Dataset —

****

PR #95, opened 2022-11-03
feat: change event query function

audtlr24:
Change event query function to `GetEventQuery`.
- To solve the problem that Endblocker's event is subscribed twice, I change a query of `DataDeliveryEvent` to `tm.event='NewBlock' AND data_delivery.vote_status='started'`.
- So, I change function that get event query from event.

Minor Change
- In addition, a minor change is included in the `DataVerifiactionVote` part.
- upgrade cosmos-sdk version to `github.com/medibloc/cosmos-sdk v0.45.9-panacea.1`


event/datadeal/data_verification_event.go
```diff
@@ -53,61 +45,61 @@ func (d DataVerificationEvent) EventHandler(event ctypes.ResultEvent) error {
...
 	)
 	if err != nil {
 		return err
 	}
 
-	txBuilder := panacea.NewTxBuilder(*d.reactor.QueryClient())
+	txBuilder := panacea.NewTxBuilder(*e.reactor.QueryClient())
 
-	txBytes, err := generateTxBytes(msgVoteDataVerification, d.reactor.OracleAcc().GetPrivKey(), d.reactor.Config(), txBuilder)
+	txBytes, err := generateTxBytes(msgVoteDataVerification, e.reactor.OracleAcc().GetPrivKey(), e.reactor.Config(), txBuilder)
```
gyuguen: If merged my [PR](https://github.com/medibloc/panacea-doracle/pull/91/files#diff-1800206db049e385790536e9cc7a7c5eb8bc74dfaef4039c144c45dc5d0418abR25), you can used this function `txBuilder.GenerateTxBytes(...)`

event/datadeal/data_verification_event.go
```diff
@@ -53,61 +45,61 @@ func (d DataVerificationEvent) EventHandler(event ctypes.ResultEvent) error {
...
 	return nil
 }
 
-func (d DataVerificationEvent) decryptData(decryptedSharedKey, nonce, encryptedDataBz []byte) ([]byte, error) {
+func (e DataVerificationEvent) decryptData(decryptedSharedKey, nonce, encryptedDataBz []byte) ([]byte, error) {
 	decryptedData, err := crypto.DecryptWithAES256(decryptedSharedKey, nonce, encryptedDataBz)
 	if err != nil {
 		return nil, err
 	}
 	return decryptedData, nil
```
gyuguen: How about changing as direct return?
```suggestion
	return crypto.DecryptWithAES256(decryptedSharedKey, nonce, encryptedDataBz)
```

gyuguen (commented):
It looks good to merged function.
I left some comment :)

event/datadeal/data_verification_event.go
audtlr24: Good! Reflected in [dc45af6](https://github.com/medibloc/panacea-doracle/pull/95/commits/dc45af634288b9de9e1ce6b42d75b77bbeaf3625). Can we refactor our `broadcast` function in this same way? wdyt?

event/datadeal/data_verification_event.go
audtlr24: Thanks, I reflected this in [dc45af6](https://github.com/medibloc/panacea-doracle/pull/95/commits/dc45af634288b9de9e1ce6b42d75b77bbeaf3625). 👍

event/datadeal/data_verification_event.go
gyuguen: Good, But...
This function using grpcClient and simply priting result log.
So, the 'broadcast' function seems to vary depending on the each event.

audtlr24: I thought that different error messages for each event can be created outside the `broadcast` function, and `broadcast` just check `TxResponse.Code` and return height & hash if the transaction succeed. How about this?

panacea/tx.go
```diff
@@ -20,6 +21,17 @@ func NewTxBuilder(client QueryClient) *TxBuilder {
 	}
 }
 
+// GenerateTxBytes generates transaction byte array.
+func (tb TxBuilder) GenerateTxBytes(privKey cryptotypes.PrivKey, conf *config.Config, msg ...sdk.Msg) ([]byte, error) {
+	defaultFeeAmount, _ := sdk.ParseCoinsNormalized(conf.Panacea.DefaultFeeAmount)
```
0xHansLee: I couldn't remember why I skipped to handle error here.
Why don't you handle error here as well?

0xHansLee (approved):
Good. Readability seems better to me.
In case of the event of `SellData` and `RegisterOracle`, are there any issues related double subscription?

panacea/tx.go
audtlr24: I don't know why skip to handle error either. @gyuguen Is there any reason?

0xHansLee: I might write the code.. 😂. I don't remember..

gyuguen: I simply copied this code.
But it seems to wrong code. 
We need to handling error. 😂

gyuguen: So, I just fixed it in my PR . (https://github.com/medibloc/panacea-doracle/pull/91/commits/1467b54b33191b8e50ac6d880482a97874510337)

****

What is being asked —
Beginning with the line that holds "But it seems to wrong code." and ending with the last line of the listing, output every line exactly. Leave out everything else.

Reply —
But it seems to wrong code. 
We need to handling error. 😂

gyuguen: So, I just fixed it in my PR . (https://github.com/medibloc/panacea-doracle/pull/91/commits/1467b54b33191b8e50ac6d880482a97874510337)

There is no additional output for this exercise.